PR #642, opened 2026-04-07
[feat] Add Select2Widget for choice fields #254

### LINKED ISSUE #254: [feature] Add reusable solution for turning choice fields into select2 autocomplete fields
We should look for a way to turn this into a reusable solution: https://github.com/openwisp/openwisp-firmware-upgrader/pull/158.

It is possible that there are already some solutions out there, we should investigate.

shivsubh:
Implement a reusable Select2Widget that uses Django's native admin assets to avoid extra dependencies.

Closes #254

## Checklist

Closes #254 .

### DIFF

*****

* PROBLEM DETAILS:
Exactly as shown above, return all of the entries.

* WORKED SOLUTION:
PR #642, opened 2026-04-07
[feat] Add Select2Widget for choice fields #254

### LINKED ISSUE #254: [feature] Add reusable solution for turning choice fields into select2 autocomplete fields
We should look for a way to turn this into a reusable solution: https://github.com/openwisp/openwisp-firmware-upgrader/pull/158.

It is possible that there are already some solutions out there, we should investigate.

shivsubh:
Implement a reusable Select2Widget that uses Django's native admin assets to avoid extra dependencies.

Closes #254

## Checklist

Closes #254 .

### DIFF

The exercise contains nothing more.